Saturday, September 8, 2007

Illinois Central Salad Dressing

Erma, I can always depend on you to have an “alcohol enhanced dessert” that you call medicinal. Who, but you, would have a “cure” for heat that is really a booze pie? I’m so sick of the heat that I’m about to take a double dose of your Brandy Flip Pie. It may not bring the temperature down, but after two slices, who’ll care?

Since we seem to be living on salads this week, I am sending you a real treasure. It is the old Illinois Central Railroad Salad Dressing. This was the only recipe that included the railroad’s name and was always prepared fresh on the train. When I make it, often in double batches, I look at the original directions that said to allocate 45 minutes to prepare, and I see how fast I can put it together. Imagine standing there in a swaying railroad dining car kitchen with a large chef’s knife “chopping fine” all those vegetables? And you know that they didn’t make it up one quart at a time. Some poor beginning cook probably spent hours of his day making up gallons of this dressing. What that fellow (I don’t think there were ever women chefs on trains back then) would have given for a food processor like the KitchenAid 7-Cup Food Processor.

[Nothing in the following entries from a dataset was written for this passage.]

PR #664, opened 2023-05-12
[sdk/python]: add special handling for encrypted messages created by Symbol wallets

Jaguar0625:
problem: old Symbol TS SDK hex encodes binary data before encrypting it
solution: add deprecated functions so SDK users can easily interop with wallet encrypted messages


sdk/python/symbolchain/symbol/MessageEncoder.py
```diff
@@ -57,3 +62,36 @@ def encode(self, recipient_public_key: PublicKey, message: bytes):
...
+			'This function is only provided for compatability with the original Symbol wallets.\n'
+			'Please use `try_decode` in any new code.',
+			category=DeprecationWarning,
+			stacklevel=2)
+
+		if 1 == encoded_message[0]:
+			try:
+				# wallet additionally hex encodes
+				return self.try_decode(recipient_public_key, bytes([1]) + unhexlify(encoded_message[1:].decode('utf8')))
+			except (UnicodeDecodeError, BinasciiError):
```
gimre-xymcity, line 82: what about `TypeError: Non-hexadecimal digit found` ?

Jaguar0625: that is raised as `binascii.Error`

PR #672, opened 2023-05-18
[jenkins] fix: update multibranch jobs to use the full folder path in the job name

Wayonb:
 Currently Jenkins uses the project's folder name as the name of the Jenkins multibranch job.

## What's the issue?
 if there are two projects in the same repo with the same leaf folder name, there will be a conflict in Jenkins multibranch job name.

create the Jenkins job name from the full folder path from the root but replace '/' with '-'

Just throw in the veggies, hit the pulse button a couple of times, and voila, it is “chopped fine.” Mere seconds.

Illinois Central Salad Dressing:

2 tablespoons celery
2 tablespoons green pepper
1 teaspoon green onion
2 tablespoons dill pickle
2 tablespoon pimento
2 hard boiled eggs
2 cups mayonnaise
1 cup chili sauce

In my original recipe, the directions said to chop all the ingredients fine. Today we are lucky and can use the food processor and cut out all sorts of chopping time. In a large bowl mix all the vegetables and the eggs and then add the mayonnaise. Slowly stir in the chili sauce. Chill well, and store in a one quart storage container.

Makes one quart. Use any place one would use a Thousand Island like dressing.

Original directions say this will take 45 minutes to prepare. See how much time a good food processor will save you?.